▶ _REQUIRED WORK_
The answer must be every line of the data that holds the word "configuration".

--- START ---

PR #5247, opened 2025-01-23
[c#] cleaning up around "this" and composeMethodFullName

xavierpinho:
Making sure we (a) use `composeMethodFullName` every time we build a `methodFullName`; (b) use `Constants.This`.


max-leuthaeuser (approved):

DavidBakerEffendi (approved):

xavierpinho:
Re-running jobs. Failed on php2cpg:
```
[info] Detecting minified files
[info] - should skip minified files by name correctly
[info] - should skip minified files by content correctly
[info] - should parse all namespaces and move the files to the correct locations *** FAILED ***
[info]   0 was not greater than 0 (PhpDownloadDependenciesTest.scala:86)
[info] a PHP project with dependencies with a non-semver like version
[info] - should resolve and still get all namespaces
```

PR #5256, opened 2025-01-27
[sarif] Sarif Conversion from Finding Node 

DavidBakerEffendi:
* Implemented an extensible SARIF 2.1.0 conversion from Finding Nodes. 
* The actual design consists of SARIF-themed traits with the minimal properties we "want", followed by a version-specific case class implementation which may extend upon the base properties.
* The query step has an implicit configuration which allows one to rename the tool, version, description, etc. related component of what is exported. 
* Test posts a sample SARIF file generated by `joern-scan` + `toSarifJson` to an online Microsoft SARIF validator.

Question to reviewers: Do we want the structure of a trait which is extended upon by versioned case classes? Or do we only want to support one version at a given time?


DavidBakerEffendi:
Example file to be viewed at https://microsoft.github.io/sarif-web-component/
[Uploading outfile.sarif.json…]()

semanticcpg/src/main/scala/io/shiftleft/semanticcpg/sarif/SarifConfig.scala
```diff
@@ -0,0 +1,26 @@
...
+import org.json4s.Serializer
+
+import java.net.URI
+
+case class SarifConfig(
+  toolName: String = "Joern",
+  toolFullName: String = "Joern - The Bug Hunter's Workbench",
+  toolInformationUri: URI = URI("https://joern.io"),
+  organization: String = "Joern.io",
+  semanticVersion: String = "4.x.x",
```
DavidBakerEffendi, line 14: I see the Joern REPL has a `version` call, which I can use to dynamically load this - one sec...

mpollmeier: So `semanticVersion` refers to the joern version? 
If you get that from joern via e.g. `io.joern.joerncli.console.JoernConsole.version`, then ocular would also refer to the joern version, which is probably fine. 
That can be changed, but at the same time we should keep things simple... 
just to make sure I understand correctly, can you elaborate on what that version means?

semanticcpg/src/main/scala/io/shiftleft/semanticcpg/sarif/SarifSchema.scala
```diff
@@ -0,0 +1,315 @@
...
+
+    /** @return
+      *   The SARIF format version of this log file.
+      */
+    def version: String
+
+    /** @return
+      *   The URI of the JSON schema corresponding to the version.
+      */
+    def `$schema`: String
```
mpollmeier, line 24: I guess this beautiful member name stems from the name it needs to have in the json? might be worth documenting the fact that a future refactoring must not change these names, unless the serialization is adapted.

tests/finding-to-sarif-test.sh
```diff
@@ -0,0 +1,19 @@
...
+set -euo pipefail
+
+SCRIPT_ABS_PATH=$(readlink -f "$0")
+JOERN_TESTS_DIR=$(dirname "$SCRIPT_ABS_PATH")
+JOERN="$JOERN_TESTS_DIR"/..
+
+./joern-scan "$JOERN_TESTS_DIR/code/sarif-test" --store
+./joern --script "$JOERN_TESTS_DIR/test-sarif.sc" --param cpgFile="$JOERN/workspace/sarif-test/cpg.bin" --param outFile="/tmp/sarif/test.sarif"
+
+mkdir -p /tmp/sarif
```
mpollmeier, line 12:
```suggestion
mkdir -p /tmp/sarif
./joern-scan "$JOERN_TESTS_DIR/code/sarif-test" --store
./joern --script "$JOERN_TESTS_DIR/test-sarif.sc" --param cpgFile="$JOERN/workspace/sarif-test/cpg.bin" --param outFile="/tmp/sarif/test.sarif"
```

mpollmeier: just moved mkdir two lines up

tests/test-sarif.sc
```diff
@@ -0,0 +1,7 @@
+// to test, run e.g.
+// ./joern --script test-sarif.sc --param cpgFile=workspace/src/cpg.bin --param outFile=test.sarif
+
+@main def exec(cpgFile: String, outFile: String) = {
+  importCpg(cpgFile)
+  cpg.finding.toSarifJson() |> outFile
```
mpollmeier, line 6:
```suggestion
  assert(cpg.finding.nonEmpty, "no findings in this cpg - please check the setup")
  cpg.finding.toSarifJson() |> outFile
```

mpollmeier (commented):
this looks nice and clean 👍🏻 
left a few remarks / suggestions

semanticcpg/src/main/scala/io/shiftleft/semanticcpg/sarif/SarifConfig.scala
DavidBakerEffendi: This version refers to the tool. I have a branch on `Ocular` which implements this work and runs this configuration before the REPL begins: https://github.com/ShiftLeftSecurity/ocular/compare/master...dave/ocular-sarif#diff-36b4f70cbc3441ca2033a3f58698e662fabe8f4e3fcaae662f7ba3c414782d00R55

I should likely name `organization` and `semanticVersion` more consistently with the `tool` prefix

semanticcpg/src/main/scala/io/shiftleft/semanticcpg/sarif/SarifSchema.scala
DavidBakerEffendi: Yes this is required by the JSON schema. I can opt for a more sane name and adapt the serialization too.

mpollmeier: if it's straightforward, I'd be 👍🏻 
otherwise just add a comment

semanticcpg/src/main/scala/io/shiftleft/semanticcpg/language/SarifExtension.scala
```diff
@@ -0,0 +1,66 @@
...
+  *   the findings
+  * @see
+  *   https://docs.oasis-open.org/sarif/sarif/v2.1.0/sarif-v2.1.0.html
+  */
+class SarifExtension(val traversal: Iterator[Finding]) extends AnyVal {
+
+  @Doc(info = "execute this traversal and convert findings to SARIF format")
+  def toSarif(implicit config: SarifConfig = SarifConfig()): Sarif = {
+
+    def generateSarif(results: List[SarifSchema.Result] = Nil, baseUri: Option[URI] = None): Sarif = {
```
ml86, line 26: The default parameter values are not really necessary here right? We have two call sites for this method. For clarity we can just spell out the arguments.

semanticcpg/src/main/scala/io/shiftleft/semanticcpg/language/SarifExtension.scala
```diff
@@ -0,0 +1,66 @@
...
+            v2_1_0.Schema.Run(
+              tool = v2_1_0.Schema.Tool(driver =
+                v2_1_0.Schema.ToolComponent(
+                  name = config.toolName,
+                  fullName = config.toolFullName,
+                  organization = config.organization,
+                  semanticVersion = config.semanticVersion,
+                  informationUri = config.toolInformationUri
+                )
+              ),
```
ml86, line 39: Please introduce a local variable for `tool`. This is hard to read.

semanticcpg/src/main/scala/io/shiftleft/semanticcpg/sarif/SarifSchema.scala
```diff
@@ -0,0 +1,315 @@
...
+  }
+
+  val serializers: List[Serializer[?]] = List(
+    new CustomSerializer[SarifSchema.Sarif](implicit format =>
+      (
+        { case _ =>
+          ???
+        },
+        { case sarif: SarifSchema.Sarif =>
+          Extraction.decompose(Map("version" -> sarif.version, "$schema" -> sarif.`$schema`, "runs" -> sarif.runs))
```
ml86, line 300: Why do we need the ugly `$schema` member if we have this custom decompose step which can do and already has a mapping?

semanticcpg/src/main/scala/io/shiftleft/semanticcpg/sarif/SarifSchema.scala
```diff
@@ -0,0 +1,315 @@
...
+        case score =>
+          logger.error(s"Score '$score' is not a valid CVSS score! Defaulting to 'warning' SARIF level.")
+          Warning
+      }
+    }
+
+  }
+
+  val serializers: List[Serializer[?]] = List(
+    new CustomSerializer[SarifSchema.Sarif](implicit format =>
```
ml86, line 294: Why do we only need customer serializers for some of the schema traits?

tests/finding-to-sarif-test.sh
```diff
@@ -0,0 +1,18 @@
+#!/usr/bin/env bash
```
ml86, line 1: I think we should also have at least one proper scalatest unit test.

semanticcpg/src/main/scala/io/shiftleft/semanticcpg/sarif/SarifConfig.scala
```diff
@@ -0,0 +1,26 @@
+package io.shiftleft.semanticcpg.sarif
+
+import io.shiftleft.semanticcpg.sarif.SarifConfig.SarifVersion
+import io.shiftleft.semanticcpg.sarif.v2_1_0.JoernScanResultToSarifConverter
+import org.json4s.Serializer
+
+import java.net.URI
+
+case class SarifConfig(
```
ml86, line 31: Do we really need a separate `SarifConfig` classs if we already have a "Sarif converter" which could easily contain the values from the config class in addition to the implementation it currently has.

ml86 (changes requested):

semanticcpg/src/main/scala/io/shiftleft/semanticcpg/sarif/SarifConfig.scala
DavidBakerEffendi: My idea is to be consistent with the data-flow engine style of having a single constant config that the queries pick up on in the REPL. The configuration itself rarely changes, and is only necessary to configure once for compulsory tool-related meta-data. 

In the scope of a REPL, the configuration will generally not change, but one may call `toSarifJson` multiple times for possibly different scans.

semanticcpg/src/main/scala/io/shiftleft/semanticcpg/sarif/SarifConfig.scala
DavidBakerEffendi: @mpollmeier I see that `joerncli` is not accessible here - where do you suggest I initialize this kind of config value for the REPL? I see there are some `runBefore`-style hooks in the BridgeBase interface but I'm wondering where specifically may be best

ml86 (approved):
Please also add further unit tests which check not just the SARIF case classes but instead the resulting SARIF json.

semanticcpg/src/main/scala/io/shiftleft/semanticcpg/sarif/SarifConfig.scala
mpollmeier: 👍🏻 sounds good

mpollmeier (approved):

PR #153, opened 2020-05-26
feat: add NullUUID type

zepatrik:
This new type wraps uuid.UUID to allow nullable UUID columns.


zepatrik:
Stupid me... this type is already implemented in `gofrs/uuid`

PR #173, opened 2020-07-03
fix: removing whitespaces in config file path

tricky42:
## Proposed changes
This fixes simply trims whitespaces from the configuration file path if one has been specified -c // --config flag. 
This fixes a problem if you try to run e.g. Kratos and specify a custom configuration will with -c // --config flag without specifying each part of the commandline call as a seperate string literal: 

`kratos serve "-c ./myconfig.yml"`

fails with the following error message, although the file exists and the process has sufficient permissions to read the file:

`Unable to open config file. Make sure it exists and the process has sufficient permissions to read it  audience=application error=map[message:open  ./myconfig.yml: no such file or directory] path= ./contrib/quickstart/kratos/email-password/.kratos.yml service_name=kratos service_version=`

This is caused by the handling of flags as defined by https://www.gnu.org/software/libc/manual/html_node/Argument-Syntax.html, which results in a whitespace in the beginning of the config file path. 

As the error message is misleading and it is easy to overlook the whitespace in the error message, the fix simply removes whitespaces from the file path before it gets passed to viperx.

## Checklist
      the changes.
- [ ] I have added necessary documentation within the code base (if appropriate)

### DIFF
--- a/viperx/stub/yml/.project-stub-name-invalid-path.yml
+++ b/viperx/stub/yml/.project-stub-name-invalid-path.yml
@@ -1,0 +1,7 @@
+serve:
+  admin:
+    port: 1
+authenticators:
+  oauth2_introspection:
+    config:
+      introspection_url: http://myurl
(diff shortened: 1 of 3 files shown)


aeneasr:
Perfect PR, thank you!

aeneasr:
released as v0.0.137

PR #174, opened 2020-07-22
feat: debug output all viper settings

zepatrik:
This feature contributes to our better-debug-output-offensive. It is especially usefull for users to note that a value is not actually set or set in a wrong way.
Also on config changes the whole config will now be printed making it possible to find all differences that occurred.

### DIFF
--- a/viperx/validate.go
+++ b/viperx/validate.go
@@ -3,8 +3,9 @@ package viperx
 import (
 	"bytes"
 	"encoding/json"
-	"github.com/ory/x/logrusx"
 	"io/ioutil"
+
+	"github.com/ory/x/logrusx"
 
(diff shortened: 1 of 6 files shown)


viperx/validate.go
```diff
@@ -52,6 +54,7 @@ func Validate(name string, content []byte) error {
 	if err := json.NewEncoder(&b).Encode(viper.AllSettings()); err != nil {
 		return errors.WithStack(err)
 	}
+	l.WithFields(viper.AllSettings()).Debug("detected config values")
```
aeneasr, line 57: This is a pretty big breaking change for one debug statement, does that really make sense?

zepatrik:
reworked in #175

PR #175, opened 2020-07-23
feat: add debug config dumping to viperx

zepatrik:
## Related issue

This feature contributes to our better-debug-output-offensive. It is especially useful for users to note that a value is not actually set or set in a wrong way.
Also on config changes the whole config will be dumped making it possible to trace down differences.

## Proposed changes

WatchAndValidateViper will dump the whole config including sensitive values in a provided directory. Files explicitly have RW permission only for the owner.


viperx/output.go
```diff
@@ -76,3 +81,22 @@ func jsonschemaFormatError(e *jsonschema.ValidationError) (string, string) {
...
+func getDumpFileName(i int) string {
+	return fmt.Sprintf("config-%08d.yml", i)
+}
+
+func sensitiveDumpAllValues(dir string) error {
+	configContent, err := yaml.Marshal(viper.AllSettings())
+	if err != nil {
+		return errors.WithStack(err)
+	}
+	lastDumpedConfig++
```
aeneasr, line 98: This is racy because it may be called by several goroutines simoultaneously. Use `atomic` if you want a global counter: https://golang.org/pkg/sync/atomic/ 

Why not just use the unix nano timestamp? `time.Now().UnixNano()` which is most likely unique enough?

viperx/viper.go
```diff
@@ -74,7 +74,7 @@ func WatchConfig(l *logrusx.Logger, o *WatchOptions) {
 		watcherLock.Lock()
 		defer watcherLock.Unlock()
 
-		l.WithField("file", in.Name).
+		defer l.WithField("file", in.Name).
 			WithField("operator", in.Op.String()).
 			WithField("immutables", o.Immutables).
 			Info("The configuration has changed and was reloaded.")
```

--- END ---

▶ _EXERCISE ANSWER_
* The query step has an implicit configuration which allows one to rename the tool, version, description, etc. related component of what is exported. 
DavidBakerEffendi: This version refers to the tool. I have a branch on `Ocular` which implements this work and runs this configuration before the REPL begins: https://github.com/ShiftLeftSecurity/ocular/compare/master...dave/ocular-sarif#diff-36b4f70cbc3441ca2033a3f58698e662fabe8f4e3fcaae662f7ba3c414782d00R55
DavidBakerEffendi: My idea is to be consistent with the data-flow engine style of having a single constant config that the queries pick up on in the REPL. The configuration itself rarely changes, and is only necessary to configure once for compulsory tool-related meta-data. 
In the scope of a REPL, the configuration will generally not change, but one may call `toSarifJson` multiple times for possibly different scans.
This fixes simply trims whitespaces from the configuration file path if one has been specified -c // --config flag. 
This fixes a problem if you try to run e.g. Kratos and specify a custom configuration will with -c // --config flag without specifying each part of the commandline call as a seperate string literal: 
 			Info("The configuration has changed and was reloaded.")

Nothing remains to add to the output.